I know Nashville Congressman Jim Cooper is very pleased that both the U.S. House and the Senate have now passed new "Pay As You Go" legislation to try and rein in runaway government spending and our exploding national debt.

I am not so sure. There are so many exemptions to the "Pay As You Go" rules that you wonder what it really will mean, especially given Congress' past record in this area of fiscal management.

But I guess it's better than nothing, just barely.


The political eyes of the entire country, maybe even of the world are on Nashville this weekend, as the Tea Party movement holds it first national convention here. Clearly the energy of this new political grouping (as loosely organized as it is) has shaken up American politics like nothing else in recent months. The question is where does the movement go from here? Perhaps the Nashville convention will begin to provide some answers to that.   

Fifty years ago this month, another group of citizens (largely local college students) helped begin a political and civil rights movement here that has had a profound impact on this entire country and its recent history. The non-violent lunch counter sit-in demonstrations of the 1960s, which in many ways began here in Nashville, led directly to the passage of much of our landmark civil right legislation later in that decade. Today is hard to believe that we were once divided by race when we ate, used a public facility or even when we used a drinking fountain.

It shows how even a small group of committed and determined people, strengthened by the courage of their convictions and willing to pay the price to bring about needed change and progress in our country can literally move mountains and end years of injustice.
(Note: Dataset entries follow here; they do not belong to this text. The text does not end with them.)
PR #2283, opened 2021-03-07
Replace orphaned django-ztask with Huey (#2276)

### LINKED ISSUE #2276: Replace orphaned django-ztask with Huey
Our current background process scheduler django-ztaskd has been an orphaned project for some time. This in turn hampers our Django and Python update plans, detailed in the following issues and associated comments:
### "Update Django within current Python 2 constrains" #2254

https://github.com/rockstor/rockstor-core/issues/2254#issuecomment-771667824
https://github.com/rockstor/rockstor-core/issues/2254#issuecomment-771823905
https://github.com/rockstor/rockstor-core/issues/2254#issuecomment-771945822

### "move to python 3" #1877
https://github.com/rockstor/rockstor-core/issues/1877#issuecomment-619563667

This issue proposes Huey as a hopefully near fit, well maintained, Python 2.7/3, and Django native without plugins replacement:
https://github.com/coleifer/huey
https://pypi.org/project/huey/
Latest doc links: https://huey.readthedocs.io/en/latest/index.html
v1.10.1 (july 2018) started auto testing on Python 3.7: main readme only mentions 3.4. So good on newer Python.
v2.1.0 (June 2019) "Fix gzip compatibility issue when using Python 2.x."
https://github.com/coleifer/huey/blob/master/CHANGELOG.md#210
So presumably still Python 2.7 at that point at least.

This issue was originally envisaged as a sub part of the above referenced Django update. That way we start out with a far newer version, given the project states supporting/testing only on currently supported versions of Django. So if done before our update we may end up implementing a considerably younger, and possibly more problematic version. With the added work of then possibly having to migrate to newer versions once we update our Django. However we have a strict co-dependence chicken-egg situation here. And as proposed in the original text of the above Django update, we may very well require a testing branch within which we partially complete the Django update with significant breakage, and then follow-up with this issue to complete our ability to achieve even running rockstor services.

phillxnet:
As django-ztask is now orphaned and no longer compatible with newer Django or Python, this commit proposes replacing django-ztask, project wide, with Huey tasks which is both python 2 and 3 compatible as well as apparently functional with our django version and far newer variants.

Fixes #2276 

Ready for review.

As a rather large, but required, change set it is appreciated that a full review is non trivial. However a quick functional double-check of pool balance/add/remove/re-raid and basic rock-on functionality would be appreciated as bar the added balance end time there is no functional change within this pr. Note the new /opt/rockstor/var/log/huey.log file which give live details of Huey task start/end/name/worker.

## Includes:
- Initial Huey instantiation and configuration within Django.
- Maintain existing 'program'/service name within supervisord config and within smart-manager db: to minimise required changes.
- Use rockon task callers result handler to set rockon.taskid.
- Remove storageadmin django_ztasks model migration.
- Transition task() decorators & invocation to Huey's task/db_task.
- Added Huey task signals/logging.
- Includes some black and string.format() improvements.
- Add comments re future Huey pipeline use within config restore.
- Remove defunct service-manager and job-dispatcher cmd vars. In commit 36eeee8514dfe32cc002d71dc3101bcc61d1674d service-manager was removed. And in a9c36db2971f48c33df0652fe90060122b3d5e6a job-dispatcher was added unused when django-ztask was introduced.
- Explicitly specify worker-type for run_huey to aid future re-config.
- Development debug logging
- Update unit tests for Huey task result handler related changes.

### Pool Balance specific:
- Move pool balance and resize from django_ztask to huey task.
- Move to Python 2 & 3 compatible unicode - pool_balance status. When we save byte code strings (Python 2 default) to Django db filed, they are stored and retrieved as unicode strings. Move to explicit unicode to ease Python 3 transition where string literals are unicode by default.
- Minor refactor to ease state change requirement to help reduced redundant db access in pool_balance status update.
- Add clause to not update state if proposed and current are identical.
- Refactor pool balance status processing - reduces db writes.
- Reduce db access - pool_balance status update via update_fields.
- Add/re-enable previously dis-functional balance end time via django timezone.now() and Huey task signals.
- Skip costly pool balance model update if it is not required.
- Includes additional debug logging for balance status processing.

### Rock-on specific:
- In task calls we were calling apis just to update status, these calls would in turn invoke db calls/locks that we already had. This could lead to un-resolvable circular locking issues so use our existing task rockon db handles where every possible first.
- Move to huey task invocation syntax in rockon_id.py in turn removing the Python 3.7 reserved keyword of 'async'.
- Do rock-on config updates within a single huey task.
- Add comments to RockOn model to clarify use of state/status.
- Clarify via comments our slightly obscure use of global() re fail over for generic within rockons.
- Avoid redundant rockon db object retrieval in rockon_status().
- We previously retrieved a rock-on name from a current rockon db object then used this to re-lookup the rock-on db object. Given rockon_status is not run within it's own task we can pass the original object and save on db work.
- Add Huey taskid field to RockOn model to ease sanity checks. Previously our django_ztask uuid index db field was set to it's associated rockon db id. As Huey tasks assign their own uuid we add a field to our RockOn model to aid sanity checks re state/status/task and centralise these three indicators in the same model. Add associated db migration file.
- Manage new Huey taskid field by setting & nulling/assigning None in all existing 'finally' clauses in @db_task decorated rockon functions to aid in this fields management.
- Pass parent huey.task to rockon call_local() instances to have consistent and meaningful Huey logging via signals etc. By passing our parent task through we ensure the task association to the child functions which would otherwise label their associated rockon db objects with a None task: miss-representing the parent tasks invocation as local within the related rockon model.
- Preserve and log rockon.taskid - non live rockon config update. We currently call uninstall install via call_local when doing a rockon non live config update. For consistency / predictability, do not remove the taskid from the rockon model when it is in pending_update. This way we can tell that the rockon is mid update task.
- Add single instant task lock/limiter to restore_config(). As this can be a long running task, especially when re-installing / restoring rock-ons, we ensure that only a single instance of the overall controlling task is active at any one time.
- Fix bug re rockon_transition_checker() only waiting for 2 secs.
- Make rockon_transition_checker aware of pending rockon tasks.
- Increase rock-on restore per instance timeout from 30 to 46 seconds. In many instance with common download and cpu speeds this wait time is more appropriate as the prior 30 seconds timeout would not infrequently abandon early otherwise successful rock-on restores.

#### Minor refactor re rock-ons restore.
Move away from dict parameter modification to explicit returns with intergrated shallow copies of the associated rockons dict within helper functions to aid in isolating their actions. Also note an attempt to remove modifications to the base of iterations in for loops involving this dict. Precautionary moves to help improve data integrity and clarify operations in this complex area of the code. It may be that we need deep copies in some instance where we as yet only have shallow copies.

We also move our rock-on restore tasks 'up-one' to the caller, avoiding the use of Huey pipelines/chains and hopefully simplifying overall. This also helps to accommodate the explicit return values now employed in our rock-on restore sub-processes.

## General notes:
Given Huey non scheduled tasks are still subject to a minor delays of around a second or so within the runner it is best we take the earliest opportunity to stamp our rockon model with it's taskid. This may make the later task code update of this taskid element redundant but it is believed that updating this property at both opportunities should make for a more robust approach: i.e. task fails before scheduled task code is executed. We still have evidence of the prior event. But that info will in turn be overwritten upon any future task code execution, thus self repairing. This may come into play as we move towards automated
task retry capability within Huey.

If we only change a subset of model fields, explicitly update only those fields via model.save()'s update_fields parameter. This helps to reduce db contention as we more more towards proper multi-threaded functioning.

Post the introduction of Huey the data-collector, also run via supervisord, failed all Django model access due to threading constrains.

> "DatabaseError: DatabaseWrapper objects created in a thread can only be used in that same thread. ... "

in supervisord_data-collector_stderr.log. The fix was to apply the greenlet required monkey patching prior to the existing, and previously functional, fs.btrfs import. It is hypothesized that the newer wrapping of the @task Huey decorator within fs.btrfs
invoked this otherwise potential incompatibility.

Traceback was used from Huey TaskException in balances Errors column because initially the 'error' key was chosen and worked well for some issues but for the more common 'real' btrfs errors 'error' simply surfaces: "CommandException()" Where was a full traceback, although messy, does report the actual cause of the CommandException(), i.e. as part of our sterr element:

> "stderr = ["ERROR: error removing device '/dev/disk/by-id/ata-QEMU_HARDDISK_QM00003': No space left on device", '']"

Along with a full traceback, involving the huey egg version, this looks to serve our needs better given we are on new turf here with Huey.

A pending Huey task, once execution begins, is no longer pending. So this does not necessarily mean we have a failed state. Use info to help with user diagnosis.

## Testing
All task related functions re pool balance and rock-ons were tested to behave comparably or better than with our prior django-ztask implementation. Note that the rockstor restart facility within services was not tested as is not considered a show-stopper.

Config restore was tested with the inclusion of 3 typical rock-ons, Plex, Duplicati - by Linuxserver.io, and Gollum. A freshly build source rockstor instal system had this config uploaded post pool import with docker in a disabled state. Post config play-back the rock-on system was re-enabled and configured and all 3 rock-ons were installed and enabled. N.B. under some circumstances an existing issue was observed where docker would report unknown subvolumes. The resolution was to force delete the imported rock-ons-root and re-create a subvol by the same name and re-play the config-backup. Note also that with our current 2 Huey workers there is a practical limit of 2 concurrent docker tasks and attempting a 3rd results in an explanatory Web-UI error message to try again later. This is by design and moving to say 3 concurrent Huey workers was considered overkill. Also note that a single Huey worker is not sufficient for a restore as we depend upon a certain amount of concurrency with our current config restore setup: i.e. the restore process is a task that initiates the rock-on restore as it's last element. As Huey tasks return immediately this is not a problem, however during rock-on restore (itself a Huey task) we in turn require another Huey worker to execute each rock-on install. Hence the minimum requirement of 2 Huey workers.

Unit tests were also trivially modified and thereafter gave the expected result of:

```
./bin/test -v 2 -p test_*

Ran 216 tests in 16.376s

OK
```

## Caveats

This like-for-like replacement of django-ztask by Huey only involved minor modifications to our Web-UI update mechanism; mainly concerned with db optimisations and robustness. And so shares some of the prior hick-ups. However given we intend to move to Django Streams 2, which will involve significant changes to our Web-UI update nature, trivial bug issues remaining in Web-UI update for pool balance and rock-on functionality are also not considered show stoppers here. The main aim is to free our task requirement from the technical dept of django-ztask and allow us to proceed with dependant issues such as are detailed in the referenced above. Allowing us to kick-off our 4 stable variant with more maintainable task technologies.

### DIFF
--- a/buildout.cfg
+++ b/buildout.cfg
@@ -101,9 +101,10 @@ gunicorn_cmd = ${buildout:directory}/bin/gunicorn --bind=${init-gunicorn:bind}:$
 smart_manager_cmd = ${buildout:directory}/bin/sm
 replicad_cmd = ${buildout:directory}/bin/replicad
 dc_cmd = ${buildout:directory}/bin/data-collector
-sm_cmd = ${buildout:directory}/bin/service-monitor
-jd_cmd = ${buildout:directory}/bin/job-dispatcher
-ztask_cmd = ${buildout:directory}/bin/django ztaskd --noreload -l DEBUG -f ${supervisord-conf:logdir}/ztask.log
+# Huey ommandline options take precedence over those in settings.py.
+# https://huey.readthedocs.io/en/latest/django.html#running-the-consumer
+# "... Worker type, must be “thread”, “process” or “greenlet”. The default is thread, ..."
+huey_cmd = ${buildout:directory}/bin/django run_huey --workers 2 --worker-type thread --logfile ${supervisord-conf:logdir}/huey.log
 
 [django-settings-conf]
 rootdir = ${buildout:directory}/src/rockstor
--- a/conf/django-hack
+++ b/conf/django-hack
@@ -16,7 +16,7 @@ sys.path[0:0] = [
     join(base, 'eggs/django_braces-1.8.0-py2.7.egg'),
     join(base, 'eggs/django_oauth_toolkit-0.9.0-py2.7.egg'),
     join(base, 'eggs/django_pipeline-1.6.9-py2.7.egg'),
-    join(base, 'eggs/django_ztask-0.1.5-py2.7.egg'),
+    join(base, 'eggs/huey-2.3.0-py2.7.egg'),
     join(base, 'eggs/djangorecipe-1.9-py2.7.egg'),
     join(base, 'eggs/djangorestframework-3.1.1-py2.7.egg'),
     join(base, 'eggs/gevent-1.1.2-py2.7-linux-x86_64.egg'),
--- a/conf/settings.conf.in
+++ b/conf/settings.conf.in
@@ -20,6 +20,7 @@ along with this program. If not, see <http://www.gnu.org/licenses/>.
 # Django settings for Rockstor project.
 import os
 import subprocess, distro
+from huey import SqliteHuey
 
 DEBUG = ${django-settings-conf:debug}
 TEMPLATE_DEBUG = DEBUG
@@ -158,7 +159,7 @@ INSTALLED_APPS = (
     'rest_framework',
     'smart_manager',
     'oauth2_provider',
-    'django_ztask',
+    'huey.contrib.djhuey',
 )
 
 STATICFILES_STORAGE = 'pipeline.storage.PipelineCachedStorage'
@@ -419,7 +420,7 @@ ROCKONS = {
 	'local_metastore': '${buildout:depdir}/rockons-metastore',
 }
 
-ZTASKD_URL = 'ipc:///var/run/rockon-ztaskd'
+HUEY = SqliteHuey(filename='${buildout:depdir}/rockstor-tasks-huey.db')
 
 TASK_SCHEDULER = {
 	       'max_log': 100 #max number of task log entries to keep
--- a/conf/start_huey.bash.in
+++ b/conf/start_huey.bash.in
@@ -1,0 +1,9 @@
+#!/bin/bash
+
+# incomplete shell wrapper for potential suture invocation of huey:
+# https://github.com/coleifer/huey/issues/88
+
+echo "Starting Rockstor-huey as `whoami`"
+
+# Start Huey
+exec python2 ${buildout:directory}/manage.py run_huey
--- a/conf/supervisord-prod.conf.in
+++ b/conf/supervisord-prod.conf.in
@@ -122,16 +122,17 @@ stderr_logfile=${supervisord-conf:logdir}/supervisord_%(program_name)s_stderr.lo
 stderr_logfile_maxbytes=1MB   ; max # logfile bytes b4 rotation (default 50MB)
 stderr_logfile_backups=10     ; # of stderr logfile backups (default 10)
 
-; ztask daemon
+; huey daemon - program name maintained as legacy to match existing service name
 [program:ztask-daemon]
 environment=DJANGO_SETTINGS_MODULE=settings
-command=${supervisord-conf:ztask_cmd} ; the program (relative uses PATH, can take args)
+command=${supervisord-conf:huey_cmd} ; the program (relative uses PATH, can take args)
 process_name=%(program_name)s ; process_name expr (default %(program_name)s)
 numprocs=1                    ; number of processes copies to start (def 1)
 priority=200
 autostart=true                ; start at supervisord start (default: true)
-autorestart=unexpected        ; whether/when to restart (default: unexpected)
-startsecs=2                   ; number of secs prog must stay running (def. 1)
+; autorestart=unexpected        ; whether/when to restart (default: unexpected)
+autorestart=true
+startsecs=10                   ; number of secs prog must stay running (def. 1)
 startretries=3                ; max # of serial start failures (default 3)
 exitcodes=0,2                 ; 'expected' exit codes for process (default 0,2)
 stopsignal=TERM               ; signal used to kill process (default TERM)
@@ -142,3 +143,5 @@ stdout_logfile_backups=10     ; # of stdout logfile backups (default 10)
 stderr_logfile=${supervisord-conf:logdir}/supervisord_%(program_name)s_stderr.log        ; stderr log path, NONE for none; default AUTO
 stderr_logfile_maxbytes=1MB   ; max # logfile bytes b4 rotation (default 50MB)
 stderr_logfile_backups=10     ; # of stderr logfile backups (default 10)
+; Causes supervisor to send the termination signal (SIGTERM) to the whole process group.
+;stopasgroup=true
--- a/conf/supervisord.conf.in
+++ b/conf/supervisord.conf.in
@@ -121,16 +121,17 @@ stderr_logfile=${supervisord-conf:logdir}/supervisord_%(program_name)s_stderr.lo
 stderr_logfile_maxbytes=1MB   ; max # logfile bytes b4 rotation (default 50MB)
 stderr_logfile_backups=10     ; # of stderr logfile backups (default 10)
 
-; ztask daemon
+; huey daemon - program name maintained as legacy to match existing service name
 [program:ztask-daemon]
 environment=DJANGO_SETTINGS_MODULE=settings
-command=${supervisord-conf:ztask_cmd} ; the program (relative uses PATH, can take args)
+command=${supervisord-conf:huey_cmd} ; the program (relative uses PATH, can take args)
 process_name=%(program_name)s ; process_name expr (default %(program_name)s)
 numprocs=1                    ; number of processes copies to start (def 1)
 priority=200
 autostart=true                ; start at supervisord start (default: true)
-autorestart=unexpected        ; whether/when to restart (default: unexpected)
-startsecs=2                   ; number of secs prog must stay running (def. 1)
+; autorestart=unexpected        ; whether/when to restart (default: unexpected)
+autorestart=true
+startsecs=10                   ; number of secs prog must stay running (def. 1)
 startretries=3                ; max # of serial start failures (default 3)
 exitcodes=0,2                 ; 'expected' exit codes for process (default 0,2)
 stopsignal=TERM               ; signal used to kill process (default TERM)
@@ -141,3 +142,5 @@ stdout_logfile_backups=10     ; # of stdout logfile backups (default 10)
 stderr_logfile=${supervisord-conf:logdir}/supervisord_%(program_name)s_stderr.log        ; stderr log path, NONE for none; default AUTO
 stderr_logfile_maxbytes=1MB   ; max # logfile bytes b4 rotation (default 50MB)
 stderr_logfile_backups=10     ; # of stderr logfile backups (default 10)
+; Causes supervisor to send the termination signal (SIGTERM) to the whole process group.
+;stopasgroup=true
--- a/prod-buildout.cfg
+++ b/prod-buildout.cfg
@@ -55,8 +55,10 @@ gunicorn_cmd = ${buildout:depdir}/bin/gunicorn --bind=${init-gunicorn:bind}:${in
 smart_manager_cmd = ${buildout:depdir}/bin/sm
 replicad_cmd = ${buildout:depdir}/bin/replicad
 dc_cmd = ${buildout:depdir}/bin/data-collector
-sm_cmd = ${buildout:depdir}/bin/service-monitor
-ztask_cmd = ${buildout:depdir}/bin/django ztaskd --noreload --replayfailed -f ${supervisord-conf:logdir}/ztask.log
+# Huey ommandline options take precedence over those in settings.py.
+# https://huey.readthedocs.io/en/latest/django.html#running-the-consumer
+# "... Worker type, must be “thread”, “process” or “greenlet”. The default is thread, ..."
+huey_cmd = ${buildout:directory}/bin/django run_huey --workers 2 --worker-type thread --logfile ${supervisord-conf:logdir}/huey.log
 input = ${buildout:directory}/conf/supervisord-prod.conf.in
 
 [django-settings-conf]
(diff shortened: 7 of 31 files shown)


phillxnet:
@FroggyFlox Re production build path error, post fix commit we now have:
```
ps -aef --forest
...
root      3629     1  0 10:13 ?        00:00:00 /usr/bin/python2 /opt/rockstor/bin/supervisord -c /opt/rockstor/etc/supervisord.conf
root      3674  3629  0 10:13 ?        00:00:00  \_ nginx: master process /usr/sbin/nginx -c /opt/rockstor/etc/nginx/nginx.conf
nginx     3679  3674  0 10:13 ?        00:00:00  |   \_ nginx: worker process
nginx     3680  3674  0 10:13 ?        00:00:00  |   \_ nginx: worker process
root      3675  3629  0 10:13 ?        00:00:00  \_ /usr/bin/python2 /opt/rockstor/bin/gunicorn --bind=127.0.0.1:8000 --pid=/run/gunicorn.pid --workers=2 --log-file=/opt/rockstor/var/log/gunicorn.log --pythonpath=/opt/rockstor/src/rockstor --timeout=120 --graceful-timeout=120 wsgi:application
root      3699  3675  0 10:13 ?        00:00:00  |   \_ /usr/bin/python2 /opt/rockstor/bin/gunicorn --bind=127.0.0.1:8000 --pid=/run/gunicorn.pid --workers=2 --log-file=/opt/rockstor/var/log/gunicorn.log --pythonpath=/opt/rockstor/src/rockstor --timeout=120 --graceful-timeout=120 wsgi:application
root      3700  3675  0 10:13 ?        00:00:00  |   \_ /usr/bin/python2 /opt/rockstor/bin/gunicorn --bind=127.0.0.1:8000 --pid=/run/gunicorn.pid --workers=2 --log-file=/opt/rockstor/var/log/gunicorn.log --pythonpath=/opt/rockstor/src/rockstor --timeout=120 --graceful-timeout=120 wsgi:application
root      3677  3629  0 10:13 ?        00:00:00  \_ /usr/bin/python2 /opt/rockstor/bin/data-collector
root      3678  3629  0 10:13 ?        00:00:03  \_ /usr/bin/python2.7 /opt/rockstor/bin/django run_huey --workers 2 --worker-type thread --logfile /opt/rockstor/var/log/huey.log
```
Which is looking as intended now. Previously there was no run_huey entry on the production build due to my cut-paste error.

This highlights yet more kipple we should tend to as we work our way through the remaining technical dept. I.e. redundant configuration files/profiles etc.

FroggyFlox:
@phillxnet ,

I can confirm that it builds successfully on Leap 15-2 fully updated and applies the migrations:
```
rockdev:~ # /opt/build/bin/django showmigrations
admin
 [ ] 0001_initial
auth
 [X] 0001_initial
 [X] 0002_alter_permission_name_max_length
 [X] 0003_alter_user_email_max_length
 [X] 0004_alter_user_username_opts
 [X] 0005_alter_user_last_login_null
 [X] 0006_require_contenttypes_0002
contenttypes
 [X] 0001_initial
 [X] 0002_remove_content_type_name
oauth2_provider
 [X] 0001_initial
 [ ] 0002_08_updates
sessions
 [ ] 0001_initial
sites
 [ ] 0001_initial
smart_manager
 [ ] 0001_initial
 [ ] 0002_auto_20170216_1212
storageadmin
 [X] 0001_initial
 [X] 0002_auto_20161125_0051
 [X] 0003_auto_20170114_1332
 [X] 0004_auto_20170523_1140
 [X] 0005_auto_20180913_0923
 [X] 0006_dcontainerargs
 [X] 0007_auto_20181210_0740
 [X] 0008_auto_20190115_1637
 [X] 0009_auto_20200210_1948
 [X] 0010_sambashare_time_machine
 [X] 0011_auto_20200314_1207
 [X] 0012_auto_20200429_1428
 [X] 0013_auto_20200815_2004
 [X] 0014_rockon_taskid
```

`run_huey` is indeed triggered and running:
```
rockdev:~ # ps -aef --forest
UID        PID  PPID  C STIME TTY          TIME CMD
(...)
root     22605     1  0 10:23 ?        00:00:00 /usr/bin/python /opt/build/bin/supervisord -c /opt/build/etc/supervisord.conf
root     22611 22605  0 10:23 ?        00:00:00  \_ nginx: master process /usr/sbin/nginx -c /opt/build/etc/nginx/nginx.conf
nginx    22615 22611  0 10:23 ?        00:00:00  |   \_ nginx: worker process
nginx    22616 22611  0 10:23 ?        00:00:00  |   \_ nginx: worker process
root     22612 22605  0 10:23 ?        00:00:00  \_ /usr/bin/python /opt/build/bin/gunicorn --bind=127.0.0.1:8000 --pid=/run/gunicorn.pid --workers=2 --log-file=/opt/build/var/log/gunicorn.log --pythonpath=/opt/build/src/rockstor --timeout=120 --graceful-timeout=120 wsgi
root     22631 22612  0 10:23 ?        00:00:00  |   \_ /usr/bin/python /opt/build/bin/gunicorn --bind=127.0.0.1:8000 --pid=/run/gunicorn.pid --workers=2 --log-file=/opt/build/var/log/gunicorn.log --pythonpath=/opt/build/src/rockstor --timeout=120 --graceful-timeout=120 
root     22632 22612  0 10:23 ?        00:00:00  |   \_ /usr/bin/python /opt/build/bin/gunicorn --bind=127.0.0.1:8000 --pid=/run/gunicorn.pid --workers=2 --log-file=/opt/build/var/log/gunicorn.log --pythonpath=/opt/build/src/rockstor --timeout=120 --graceful-timeout=120 
root     22613 22605  0 10:23 ?        00:00:00  \_ /usr/bin/python /opt/build/bin/data-collector
root     22614 22605  1 10:23 ?        00:00:02  \_ /usr/bin/python2.7 /opt/build/bin/django run_huey --workers 2 --worker-type thread --logfile /opt/build/var/log/huey.log
```
and shows as such in the logs:
```
rockdev:~ # cat /opt/build/var/log/huey.log 
[2021-03-08 10:24:01,284] INFO:huey.consumer:MainThread:Huey consumer started with 2 thread, PID 22614 at 2021-03-08 15:24:01.284023
[2021-03-08 10:24:01,284] INFO:huey.consumer:MainThread:Scheduler runs every 1 second(s).
[2021-03-08 10:24:01,285] INFO:huey.consumer:MainThread:Periodic tasks are enabled.
[2021-03-08 10:24:01,285] INFO:huey.consumer:MainThread:The following commands are available:
+ storageadmin.views.rockon_helpers.uninstall
+ storageadmin.views.rockon_helpers.update
+ smart_manager.views.ztask_helpers.ztask_helpers.restart_rockstor
+ storageadmin.views.config_backup.restore_rockons
+ fs.btrfs.start_resize_pool
+ storageadmin.views.rockon_helpers.install
+ storageadmin.views.rockon_helpers.stop
+ storageadmin.views.config_backup.restore_config
+ fs.btrfs.start_balance
+ storageadmin.views.rockon_helpers.start
```

I'm now going to try testing a few things...

phillxnet:
@FroggyFlox Thanks, much appreciated.

FroggyFlox:
@phillxnet ,

I've now tested a few things:

#### Rock-ons
Install/Start/Stop/Uninstall... all works as intended. I've also tried to "push the system" by starting several STOP tasks one after the other without waiting for the first one to finish and it was all handled beautifully in the back-end.
Restore config with 3 rock-ons installed: all works beautifully as well. Nothing to report there!

#### Pool
I've tested adding 2 disks, removing 1, changing raid level, all worked nicely! I've only found one quirk, but I don't think it's related to this PR:
1. One pool with 3 disks, in raid1.
2. Resize/ReRaid to change raid1 --> single
3. Right away (do not wait for the previous step to finish), Resize/Reraid to remove 2 of the 3 disks. The intent was to test queuing of the tasks. I have no idea of this behaves prior to this PR, unfortunately, but I was expecting this to struggle (understandably).
4. Step 3 fails: 
```
[2021-03-08 11:53:08,642] ERROR:huey:Worker-2:Unhandled exception in task 537be736-bc43-47fd-bb47-772e2ac5b55b.
  File "/opt/build/eggs/huey-2.3.0-py2.7.egg/huey/api.py", line 360, in _execute
    task_value = task.execute()
  File "/opt/build/eggs/huey-2.3.0-py2.7.egg/huey/api.py", line 724, in execute
    return func(*args, **kwargs)
  File "/opt/build/src/rockstor/fs/btrfs.py", line 1787, in start_resize_pool
    raise e
CommandException: Error running a command. cmd = /usr/sbin/btrfs device delete /dev/disk/by-id/ata-QEMU_HARDDISK_cccData2 /dev/disk/by-id/ata-QEMU_HARDDISK_eeeData3 /mnt2/data_pool. rc = 1. stdout = ['']. stderr = ["ERROR: error removing device '/dev/disk/by-id/ata-QEMU_HARDDISK_eeeData3': unable to go below two devices on raid1", '']
```
All of this makes sense to me, and I just had to start a balance manually on the webUI (forced, as otherwise I couldn't due to another balance being paused or in process), which fixed the raid status. I could then repeat step 3, which proceeded without error.

Bottom line: it does look great to me, and I do feel a lot more confident in our task management now!

phillxnet:
@FroggyFlox That's excellent. Thanks for the double check.

Re the disk/pool re-raid thing there I think we can approach that in another pr. And yes, we may well have a little race thing going on as Huey tasks can take up to 3 seconds or so to actually start. But the commands that initiated them return immediately. So we may well have a pending task that we don't recognise there. I'd has something similar with the Rock-ons until I added pending Huey task awareness to them. We will likely have to do the same for the pool tasks.

Cheers. I'll merge this as-is and get to the release then.

Many thanks for the double check. This one was way larger than I had imagined but needs must and at least we have shed one of the most out dated elements of the project which has to be good. It's served us well but it's time we moved on to allow the Django/Python updates to continue.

While the issues important to the Tea Party movement are vastly different, its members should aspire that a half century from now, they can look back and see that what they are trying to do will make as much of a difference as the sit-in movement did beginning 50 years ago.       


Speaking of local conventions coming to town, Metro is moving quickly ahead on the construction of the new Music City Center. City officials are facing a pretty tight deadline to get the facility ready before the first scheduled conventions are due to begin here in early 2013.

Already construction barricades and road closed signs are going up, construction management staff is being hired, and the city has won its nasty condemnation fight with Tower Investments, one of the major landholders of the new convention center site.

The matter can be appealed, but at this point, as I suspected, we are only arguing about the ultimate price the city will pay for the property. It will soon have the land in hand and can begin site preparation and then construction can begin.  

Praying for good construction weather the next few years might also be a good idea for city leaders. And good tourist-related tax collections as well.